Rising energy prices (via emissions trading, carbon taxes, renewables support, public sector technology programmes etc.) will never be sufficient alone to achieve large carbon emission reductions — but they will certainly be one of the necessary conditions. If European energy policy is to include the idea that consumer energy prices will be low, there will be no serious hope for radical carbon emission cuts.

However there are places where, more realistically, the Commission seems to accept that high, or higher, energy prices are at least inevitable: ‘the days of cheap energy for Europe seem to be over’ (p.3).

So what of carbon emission policy? The Commission now calls for a 20% European cut in carbon emissions by 2020 (from what baseline is not clear) in the context of a need for 60 to 80% carbon emission reductions in the industrialised world by 2050. This long-term objective is welcome because it effectively accepts the now very strong scientific case for stabilisation of atmospheric concentrations of carbon dioxide as soon as feasible. However there is ambiguity around the policy for 2020. The EU ambition is achievement of 30% reductions in all industrialised country emissions by 2030 of 30%, and a hint that Europe might also go for 30% if this broader objective could be realised.

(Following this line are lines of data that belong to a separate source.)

PR #11861, opened 2025-05-07
fix: fix redirection for owner product list in product page

### LINKED ISSUE #11860: Clicking on owner name redirects to same product page instead of owner product list
Image

RayanGoubet:
### What

Correction of the redirection of owner product in product page

Related to #11860 
- Fixes #11860

### DIFF
--- a/templates/web/pages/product/product_page.tt.html
+++ b/templates/web/pages/product/product_page.tt.html
@@ -148,7 +148,7 @@
             <!-- owner -->
             [% IF owner %]
                 <p>
-                    [% FILTER format(lang("sources_manufacturer")) %]<a href="facets/editors/[% owner %]">[% owner_org.name %]</a>[% END %]
+                    [% FILTER format(lang("sources_manufacturer")) %]<a href="/facets/editors/[% owner %]">[% owner_org.name %]</a>[% END %]
                     
                     [% IF owner_org.customer_service.email || owner_org.customer_service.link || owner_org.customer_service.phone %]
                             - [% lang("customer_service") %][% sep %]:


templates/web/pages/product/product_page.tt.html
```diff
@@ -148,7 +148,7 @@ <h2 class="title-1" property="food:name" itemprop="name">[% title %]</h1>
             <!-- owner -->
             [% IF owner %]
                 <p>
-                    [% FILTER format(lang("sources_manufacturer")) %]<a href="facets/editors/[% owner %]">[% owner_org.name %]</a>[% END %]
+                    [% FILTER format(lang("sources_manufacturer")) %]<a href="/facets/editors/[% owner %]">[% owner_org.name %]</a>[% END %]
```
jayaddison, line 151: The fixup to add the root to the URL path looks good; one extra idea: to enable localization, I think we might be able to use:

```suggestion
                    [% FILTER format(lang("sources_manufacturer")) %]<a href="/facets[% canonicalize_taxonomy_tag_link("editors", owner) %]">[% owner_org.name %]</a>[% END %]
```

Idea based on a pattern noticed at: https://github.com/openfoodfacts/openfoodfacts-server/blob/ebc8ab252c45013e96214e4cb77d011a7c05bcd7/templates/web/common/site_layout.tt.html#L168

stephanegigandet: Thanks for the PR @RayanGoubet , can you test @jayaddison 's suggestion and commit it? Thanks!

RayanGoubet: I'll try that !

stephanegigandet (approved):

templates/web/pages/product/product_page.tt.html
jayaddison: Thank you @RayanGoubet!

jayaddison:
The fix looks good to me in production (v2.67.0).  Tested for both `world.` and `es.`.

Oddly the translation of `editors` has an initial-capital in Spanish; that is an unrelated issue though, and hopefully an easy fix.

PR #11864, opened 2025-05-07
fix: Tests fail when run locally

john-gom:
It looks like the pre-loading of data with `-PProductOpener::LoadData` doesn't work with Coverage enabled (which is what the GitHub action uses), but it does work locally. This causes inconsistent results.

This PR removes the pre-loading and also includes the following:

 - Limit CPU_COUNT to 8 as otherwise can run out of memory
 - removed a large amount of "noise" generated from `print STDERR`


alexgarel (approved):
Thanks !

This might be seen as part of a negotiating strategy not to over-commit in advance of negotiation but big problems lurk beneath. First 20% is almost certainly too limited an aim if 60-80 per cent is to be realistic by mid-century.

But second, recent European performance in carbon emission reduction has been poor: even after the Kyoto commitments of 1997 and the flagship European Emissions Trading Scheme since 2005, European carbon emission are at best stagnant and the apparently modest 8% emission reduction commitment at Kyoto for 2008-2012 now looks highly problematic.

All this suggests that a common policy for energy must be centrally focussed on more radical policies to reduce carbon emissions. The Commission gives some space to policies in this area but nothing in the document suggests the kind of step-changes that will be needed.

The centrality of the European Emissions Trading Scheme is re-emphasised, but without suggesting how it can make real progress from its slow start. Otherwise the recipe is much as before: emphasis on energy efficiency policies, reiterating the October 2006 Energy Efficiency Action Plan, but (ominously) warning that its achievement will require ‘significant efforts in terms of both behavioural change and additional investment’ (p.11) — effectively code for saying that the chances of success are slim. There is also a renewables target of 20% of electricity supply by 2020, again without much indication of how it might realistically be achieved.

However the Commission should not be castigated too much for the relative lack of focus on how more ambitious cuts in carbon emissions might be achieved — it is in practice aware that despite the rhetoric about common policies, member states still show virtually no appetite for giving up any significant part of their national control over strategic energy decisions.

Member states also in practice show little enthusiasm for the Commission’s hope that ‘external’ energy policy might become the core of a common energy policy. And in being timid about the need for higher energy prices the Commission reflects widespread member state sensitivities — the battle to get most member states acting on the need to cut carbon emissions, as opposed to endorsing the overall principle, is a long one. The Commission’s proposals, despite their occasional ambiguities, at least signal some effort in that direction.

Professor Gordon MacKerron is Director, Sussex Energy Group, SPRU, University of Sussex.